**What you have to do:**
In how many lines of the entries below does "failing" appear? Give only the number.

**Data shown:**
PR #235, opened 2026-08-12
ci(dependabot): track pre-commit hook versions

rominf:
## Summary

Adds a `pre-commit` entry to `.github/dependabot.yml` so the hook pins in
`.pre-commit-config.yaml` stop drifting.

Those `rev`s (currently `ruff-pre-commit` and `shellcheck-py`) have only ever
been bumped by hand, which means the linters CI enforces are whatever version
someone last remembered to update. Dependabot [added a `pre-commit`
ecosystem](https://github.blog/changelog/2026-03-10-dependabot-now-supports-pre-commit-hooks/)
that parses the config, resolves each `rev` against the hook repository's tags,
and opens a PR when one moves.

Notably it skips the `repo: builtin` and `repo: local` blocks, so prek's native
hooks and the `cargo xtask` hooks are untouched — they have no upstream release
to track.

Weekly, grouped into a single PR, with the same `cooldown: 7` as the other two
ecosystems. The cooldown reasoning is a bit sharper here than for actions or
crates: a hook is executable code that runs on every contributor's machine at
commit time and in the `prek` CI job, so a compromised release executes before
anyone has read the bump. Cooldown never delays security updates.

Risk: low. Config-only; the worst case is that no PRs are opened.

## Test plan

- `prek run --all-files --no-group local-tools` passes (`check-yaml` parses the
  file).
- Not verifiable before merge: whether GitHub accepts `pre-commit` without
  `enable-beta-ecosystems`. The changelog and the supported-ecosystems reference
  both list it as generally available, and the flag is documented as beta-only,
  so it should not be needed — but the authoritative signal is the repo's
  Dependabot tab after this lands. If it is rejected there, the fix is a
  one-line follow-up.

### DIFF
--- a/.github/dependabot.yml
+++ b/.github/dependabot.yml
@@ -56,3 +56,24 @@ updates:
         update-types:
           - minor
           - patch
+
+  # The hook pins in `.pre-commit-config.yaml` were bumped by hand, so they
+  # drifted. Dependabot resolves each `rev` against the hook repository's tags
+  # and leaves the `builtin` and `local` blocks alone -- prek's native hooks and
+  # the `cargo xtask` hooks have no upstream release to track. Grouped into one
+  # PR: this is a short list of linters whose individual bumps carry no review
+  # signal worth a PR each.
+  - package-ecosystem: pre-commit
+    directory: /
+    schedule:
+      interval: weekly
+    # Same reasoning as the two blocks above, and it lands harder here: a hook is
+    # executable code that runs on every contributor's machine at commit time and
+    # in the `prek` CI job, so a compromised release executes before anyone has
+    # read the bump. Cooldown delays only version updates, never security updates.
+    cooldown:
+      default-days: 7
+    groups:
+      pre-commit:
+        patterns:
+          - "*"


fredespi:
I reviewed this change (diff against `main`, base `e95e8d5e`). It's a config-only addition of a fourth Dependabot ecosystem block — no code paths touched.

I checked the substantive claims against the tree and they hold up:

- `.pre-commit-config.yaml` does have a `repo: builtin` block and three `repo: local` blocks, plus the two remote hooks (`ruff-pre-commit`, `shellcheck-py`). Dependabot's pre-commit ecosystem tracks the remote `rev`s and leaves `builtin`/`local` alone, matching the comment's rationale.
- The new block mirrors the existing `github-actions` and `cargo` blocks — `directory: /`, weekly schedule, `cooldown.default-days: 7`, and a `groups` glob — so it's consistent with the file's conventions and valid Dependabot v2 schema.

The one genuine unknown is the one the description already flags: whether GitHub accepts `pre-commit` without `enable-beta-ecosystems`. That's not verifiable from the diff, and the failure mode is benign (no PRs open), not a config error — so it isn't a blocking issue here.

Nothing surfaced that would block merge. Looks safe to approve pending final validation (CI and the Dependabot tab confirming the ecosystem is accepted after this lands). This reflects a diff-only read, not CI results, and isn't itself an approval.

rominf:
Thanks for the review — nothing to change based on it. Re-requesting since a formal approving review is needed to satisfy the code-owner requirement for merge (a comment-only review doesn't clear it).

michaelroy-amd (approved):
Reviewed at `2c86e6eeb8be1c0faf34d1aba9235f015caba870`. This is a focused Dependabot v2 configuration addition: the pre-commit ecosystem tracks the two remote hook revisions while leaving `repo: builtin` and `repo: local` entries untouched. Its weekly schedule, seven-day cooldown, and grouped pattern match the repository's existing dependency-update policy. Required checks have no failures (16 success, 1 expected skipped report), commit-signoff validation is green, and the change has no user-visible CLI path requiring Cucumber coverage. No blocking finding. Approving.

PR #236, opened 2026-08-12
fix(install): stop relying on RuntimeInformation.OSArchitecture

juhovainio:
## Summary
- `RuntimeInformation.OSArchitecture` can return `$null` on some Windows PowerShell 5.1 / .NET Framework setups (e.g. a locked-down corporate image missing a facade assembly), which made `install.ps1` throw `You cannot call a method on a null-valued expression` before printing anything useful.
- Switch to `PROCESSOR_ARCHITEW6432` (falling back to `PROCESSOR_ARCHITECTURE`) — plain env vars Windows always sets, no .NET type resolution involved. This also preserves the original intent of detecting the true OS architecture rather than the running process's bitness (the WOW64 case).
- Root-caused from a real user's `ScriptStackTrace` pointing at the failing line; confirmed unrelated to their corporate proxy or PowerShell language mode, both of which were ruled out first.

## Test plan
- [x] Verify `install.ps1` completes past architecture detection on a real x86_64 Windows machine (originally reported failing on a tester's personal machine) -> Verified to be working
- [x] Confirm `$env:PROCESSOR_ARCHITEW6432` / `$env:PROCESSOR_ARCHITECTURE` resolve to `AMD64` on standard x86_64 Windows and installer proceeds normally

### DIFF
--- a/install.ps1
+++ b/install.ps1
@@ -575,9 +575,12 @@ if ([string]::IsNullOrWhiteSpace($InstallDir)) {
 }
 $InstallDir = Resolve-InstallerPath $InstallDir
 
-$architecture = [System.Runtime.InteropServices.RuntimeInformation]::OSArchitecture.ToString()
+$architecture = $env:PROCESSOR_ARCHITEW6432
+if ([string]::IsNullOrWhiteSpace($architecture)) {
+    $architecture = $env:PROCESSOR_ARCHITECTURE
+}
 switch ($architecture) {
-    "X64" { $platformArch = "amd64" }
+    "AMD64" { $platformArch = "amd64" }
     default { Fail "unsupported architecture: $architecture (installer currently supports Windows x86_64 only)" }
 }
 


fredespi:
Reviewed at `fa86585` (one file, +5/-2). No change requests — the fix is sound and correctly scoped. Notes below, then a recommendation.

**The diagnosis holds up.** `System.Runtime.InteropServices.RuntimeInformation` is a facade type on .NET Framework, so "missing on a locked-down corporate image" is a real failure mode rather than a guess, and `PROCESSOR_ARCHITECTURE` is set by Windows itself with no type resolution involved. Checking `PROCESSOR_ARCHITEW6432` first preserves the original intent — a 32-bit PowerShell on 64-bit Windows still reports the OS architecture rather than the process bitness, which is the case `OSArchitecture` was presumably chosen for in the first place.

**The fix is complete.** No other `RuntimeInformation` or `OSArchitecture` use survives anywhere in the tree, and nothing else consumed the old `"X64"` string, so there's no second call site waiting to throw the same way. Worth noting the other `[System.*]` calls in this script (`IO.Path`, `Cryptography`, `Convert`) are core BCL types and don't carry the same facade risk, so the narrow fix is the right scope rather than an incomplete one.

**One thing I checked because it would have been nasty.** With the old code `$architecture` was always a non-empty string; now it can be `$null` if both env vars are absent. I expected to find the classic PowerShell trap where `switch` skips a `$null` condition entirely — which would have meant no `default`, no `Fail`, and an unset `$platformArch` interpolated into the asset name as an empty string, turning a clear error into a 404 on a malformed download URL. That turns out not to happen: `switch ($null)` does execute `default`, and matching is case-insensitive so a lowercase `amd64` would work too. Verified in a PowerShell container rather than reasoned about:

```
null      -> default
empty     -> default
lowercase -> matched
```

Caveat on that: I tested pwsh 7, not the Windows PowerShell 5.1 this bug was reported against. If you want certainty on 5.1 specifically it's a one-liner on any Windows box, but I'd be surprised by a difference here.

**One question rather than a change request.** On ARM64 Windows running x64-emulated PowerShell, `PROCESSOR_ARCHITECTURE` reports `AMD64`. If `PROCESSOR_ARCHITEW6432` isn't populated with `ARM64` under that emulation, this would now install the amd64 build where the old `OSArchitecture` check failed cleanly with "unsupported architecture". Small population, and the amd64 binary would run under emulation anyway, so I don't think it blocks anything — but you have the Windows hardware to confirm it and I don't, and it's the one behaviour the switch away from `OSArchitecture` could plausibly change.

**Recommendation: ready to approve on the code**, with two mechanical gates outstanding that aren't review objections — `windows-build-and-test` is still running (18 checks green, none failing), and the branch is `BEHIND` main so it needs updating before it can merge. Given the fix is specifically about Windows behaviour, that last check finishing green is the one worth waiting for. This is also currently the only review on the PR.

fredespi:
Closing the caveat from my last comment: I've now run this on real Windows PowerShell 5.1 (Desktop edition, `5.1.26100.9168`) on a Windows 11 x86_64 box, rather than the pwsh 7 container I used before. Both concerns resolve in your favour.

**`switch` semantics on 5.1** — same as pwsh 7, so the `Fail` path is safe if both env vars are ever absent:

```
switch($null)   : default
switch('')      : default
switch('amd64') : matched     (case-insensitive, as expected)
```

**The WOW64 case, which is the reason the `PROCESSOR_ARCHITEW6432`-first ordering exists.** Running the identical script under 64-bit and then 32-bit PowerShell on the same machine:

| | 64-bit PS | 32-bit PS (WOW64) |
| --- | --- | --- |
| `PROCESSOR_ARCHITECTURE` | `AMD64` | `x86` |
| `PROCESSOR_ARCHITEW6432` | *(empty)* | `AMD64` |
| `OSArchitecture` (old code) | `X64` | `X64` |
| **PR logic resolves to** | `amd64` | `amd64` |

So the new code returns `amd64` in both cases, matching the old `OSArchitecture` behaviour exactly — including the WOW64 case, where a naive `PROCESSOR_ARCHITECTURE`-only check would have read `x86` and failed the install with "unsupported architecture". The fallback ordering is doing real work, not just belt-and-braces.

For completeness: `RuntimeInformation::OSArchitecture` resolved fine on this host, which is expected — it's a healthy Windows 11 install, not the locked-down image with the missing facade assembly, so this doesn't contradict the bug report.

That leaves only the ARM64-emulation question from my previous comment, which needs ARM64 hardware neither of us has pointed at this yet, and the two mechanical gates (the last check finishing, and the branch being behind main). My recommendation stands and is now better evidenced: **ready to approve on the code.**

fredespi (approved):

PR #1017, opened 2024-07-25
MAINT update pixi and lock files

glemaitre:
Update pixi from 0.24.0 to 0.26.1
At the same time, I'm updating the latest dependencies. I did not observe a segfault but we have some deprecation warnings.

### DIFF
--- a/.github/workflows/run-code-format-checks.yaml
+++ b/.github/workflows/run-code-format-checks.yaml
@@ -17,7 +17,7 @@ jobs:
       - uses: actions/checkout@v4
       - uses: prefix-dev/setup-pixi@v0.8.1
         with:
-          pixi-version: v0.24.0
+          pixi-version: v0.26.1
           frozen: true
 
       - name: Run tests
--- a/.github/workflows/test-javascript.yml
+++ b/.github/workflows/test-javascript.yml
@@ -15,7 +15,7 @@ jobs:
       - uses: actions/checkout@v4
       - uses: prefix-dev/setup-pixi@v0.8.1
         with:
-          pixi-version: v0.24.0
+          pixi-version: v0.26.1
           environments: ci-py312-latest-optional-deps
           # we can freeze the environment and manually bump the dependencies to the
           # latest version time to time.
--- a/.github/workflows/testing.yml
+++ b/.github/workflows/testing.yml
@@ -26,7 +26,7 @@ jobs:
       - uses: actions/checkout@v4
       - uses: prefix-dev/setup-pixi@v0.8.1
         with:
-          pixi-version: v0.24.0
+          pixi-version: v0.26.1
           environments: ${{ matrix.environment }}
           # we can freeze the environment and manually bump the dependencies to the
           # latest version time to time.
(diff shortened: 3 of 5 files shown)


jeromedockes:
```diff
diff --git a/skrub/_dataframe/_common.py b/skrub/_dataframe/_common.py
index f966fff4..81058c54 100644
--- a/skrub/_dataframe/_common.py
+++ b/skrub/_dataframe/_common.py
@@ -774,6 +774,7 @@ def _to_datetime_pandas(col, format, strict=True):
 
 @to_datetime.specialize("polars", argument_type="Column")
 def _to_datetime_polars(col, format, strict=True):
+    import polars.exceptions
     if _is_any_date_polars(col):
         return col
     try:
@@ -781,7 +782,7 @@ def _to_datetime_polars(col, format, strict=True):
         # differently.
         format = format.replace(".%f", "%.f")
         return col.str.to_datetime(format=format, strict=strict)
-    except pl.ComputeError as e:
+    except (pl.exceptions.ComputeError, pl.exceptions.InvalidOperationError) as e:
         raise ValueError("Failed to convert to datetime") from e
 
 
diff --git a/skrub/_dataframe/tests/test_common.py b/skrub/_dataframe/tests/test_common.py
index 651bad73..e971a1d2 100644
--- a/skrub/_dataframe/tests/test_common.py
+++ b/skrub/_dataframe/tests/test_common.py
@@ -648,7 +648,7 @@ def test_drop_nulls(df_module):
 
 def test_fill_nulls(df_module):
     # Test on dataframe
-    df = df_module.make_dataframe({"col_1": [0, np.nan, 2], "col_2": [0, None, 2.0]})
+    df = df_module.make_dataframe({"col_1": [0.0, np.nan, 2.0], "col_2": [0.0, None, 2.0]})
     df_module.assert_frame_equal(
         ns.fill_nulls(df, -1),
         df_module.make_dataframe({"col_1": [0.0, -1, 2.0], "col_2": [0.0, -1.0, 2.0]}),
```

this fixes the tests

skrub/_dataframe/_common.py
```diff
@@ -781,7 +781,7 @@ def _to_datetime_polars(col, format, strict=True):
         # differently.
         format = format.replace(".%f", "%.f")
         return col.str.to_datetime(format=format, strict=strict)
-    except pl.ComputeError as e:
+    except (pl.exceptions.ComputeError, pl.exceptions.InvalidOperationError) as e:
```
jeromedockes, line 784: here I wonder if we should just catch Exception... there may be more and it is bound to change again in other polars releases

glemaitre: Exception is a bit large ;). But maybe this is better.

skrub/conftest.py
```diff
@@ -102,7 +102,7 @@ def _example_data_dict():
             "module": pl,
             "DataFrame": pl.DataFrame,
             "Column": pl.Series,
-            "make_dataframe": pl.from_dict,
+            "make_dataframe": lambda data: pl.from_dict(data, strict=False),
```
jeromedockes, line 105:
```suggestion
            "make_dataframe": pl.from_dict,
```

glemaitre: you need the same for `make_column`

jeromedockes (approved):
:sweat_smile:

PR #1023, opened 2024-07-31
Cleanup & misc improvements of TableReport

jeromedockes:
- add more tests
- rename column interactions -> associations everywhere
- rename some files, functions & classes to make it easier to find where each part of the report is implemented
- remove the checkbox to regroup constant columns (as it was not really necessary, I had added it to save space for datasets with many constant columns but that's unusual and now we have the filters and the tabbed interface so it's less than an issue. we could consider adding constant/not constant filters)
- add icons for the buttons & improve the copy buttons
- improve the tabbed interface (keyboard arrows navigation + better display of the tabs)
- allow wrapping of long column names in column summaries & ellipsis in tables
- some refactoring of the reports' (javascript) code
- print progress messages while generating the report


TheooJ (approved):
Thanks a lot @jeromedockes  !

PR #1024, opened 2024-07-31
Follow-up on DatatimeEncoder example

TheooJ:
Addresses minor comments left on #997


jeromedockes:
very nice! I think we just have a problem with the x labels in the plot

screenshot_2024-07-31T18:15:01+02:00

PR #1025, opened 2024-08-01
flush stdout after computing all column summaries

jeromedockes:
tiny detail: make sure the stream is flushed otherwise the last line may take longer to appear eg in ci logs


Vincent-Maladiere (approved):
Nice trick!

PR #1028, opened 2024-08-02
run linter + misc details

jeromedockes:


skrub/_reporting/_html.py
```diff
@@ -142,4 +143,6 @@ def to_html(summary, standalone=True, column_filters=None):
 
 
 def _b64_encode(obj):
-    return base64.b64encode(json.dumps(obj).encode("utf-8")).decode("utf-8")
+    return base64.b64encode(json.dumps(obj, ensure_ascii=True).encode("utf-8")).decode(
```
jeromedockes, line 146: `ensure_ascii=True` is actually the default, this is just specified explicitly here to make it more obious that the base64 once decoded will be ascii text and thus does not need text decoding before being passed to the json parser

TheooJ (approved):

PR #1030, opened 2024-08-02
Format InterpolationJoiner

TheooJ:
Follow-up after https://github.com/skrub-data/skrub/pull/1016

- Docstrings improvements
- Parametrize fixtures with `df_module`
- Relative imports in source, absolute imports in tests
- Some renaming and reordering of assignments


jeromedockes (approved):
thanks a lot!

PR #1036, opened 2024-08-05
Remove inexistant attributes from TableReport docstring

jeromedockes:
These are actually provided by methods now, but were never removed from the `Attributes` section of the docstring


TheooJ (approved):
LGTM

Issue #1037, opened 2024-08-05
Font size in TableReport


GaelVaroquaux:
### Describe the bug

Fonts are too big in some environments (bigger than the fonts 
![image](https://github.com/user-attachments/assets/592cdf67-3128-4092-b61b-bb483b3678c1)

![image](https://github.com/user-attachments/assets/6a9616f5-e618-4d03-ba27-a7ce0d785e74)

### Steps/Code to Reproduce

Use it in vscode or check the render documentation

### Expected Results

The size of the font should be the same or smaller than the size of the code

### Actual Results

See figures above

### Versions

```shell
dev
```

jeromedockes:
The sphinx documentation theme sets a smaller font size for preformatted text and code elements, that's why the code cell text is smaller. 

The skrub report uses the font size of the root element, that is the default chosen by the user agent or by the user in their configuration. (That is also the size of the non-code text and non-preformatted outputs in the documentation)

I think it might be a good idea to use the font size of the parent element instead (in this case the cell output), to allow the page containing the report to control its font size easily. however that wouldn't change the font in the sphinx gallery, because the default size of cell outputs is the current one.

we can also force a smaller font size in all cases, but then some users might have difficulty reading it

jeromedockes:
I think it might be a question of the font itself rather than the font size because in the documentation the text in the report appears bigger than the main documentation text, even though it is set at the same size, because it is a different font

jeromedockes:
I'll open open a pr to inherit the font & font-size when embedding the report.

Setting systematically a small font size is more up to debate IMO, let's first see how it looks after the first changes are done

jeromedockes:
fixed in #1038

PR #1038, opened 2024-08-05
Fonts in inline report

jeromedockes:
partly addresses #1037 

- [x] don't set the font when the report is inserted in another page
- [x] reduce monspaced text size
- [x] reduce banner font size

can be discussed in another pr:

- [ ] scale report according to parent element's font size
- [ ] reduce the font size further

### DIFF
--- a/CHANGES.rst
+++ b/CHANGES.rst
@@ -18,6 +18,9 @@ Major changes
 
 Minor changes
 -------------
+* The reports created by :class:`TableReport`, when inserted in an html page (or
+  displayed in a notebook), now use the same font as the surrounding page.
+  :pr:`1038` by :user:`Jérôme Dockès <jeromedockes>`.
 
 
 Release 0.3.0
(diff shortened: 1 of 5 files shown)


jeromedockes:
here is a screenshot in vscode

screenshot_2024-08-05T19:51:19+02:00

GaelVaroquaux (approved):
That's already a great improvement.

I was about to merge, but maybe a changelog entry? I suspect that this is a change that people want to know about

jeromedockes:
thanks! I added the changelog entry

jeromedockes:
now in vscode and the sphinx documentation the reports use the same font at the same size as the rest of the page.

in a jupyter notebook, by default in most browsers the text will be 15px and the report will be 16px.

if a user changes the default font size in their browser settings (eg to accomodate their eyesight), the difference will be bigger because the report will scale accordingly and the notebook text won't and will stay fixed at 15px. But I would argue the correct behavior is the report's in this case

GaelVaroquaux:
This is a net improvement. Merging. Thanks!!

**Result for this task:**
3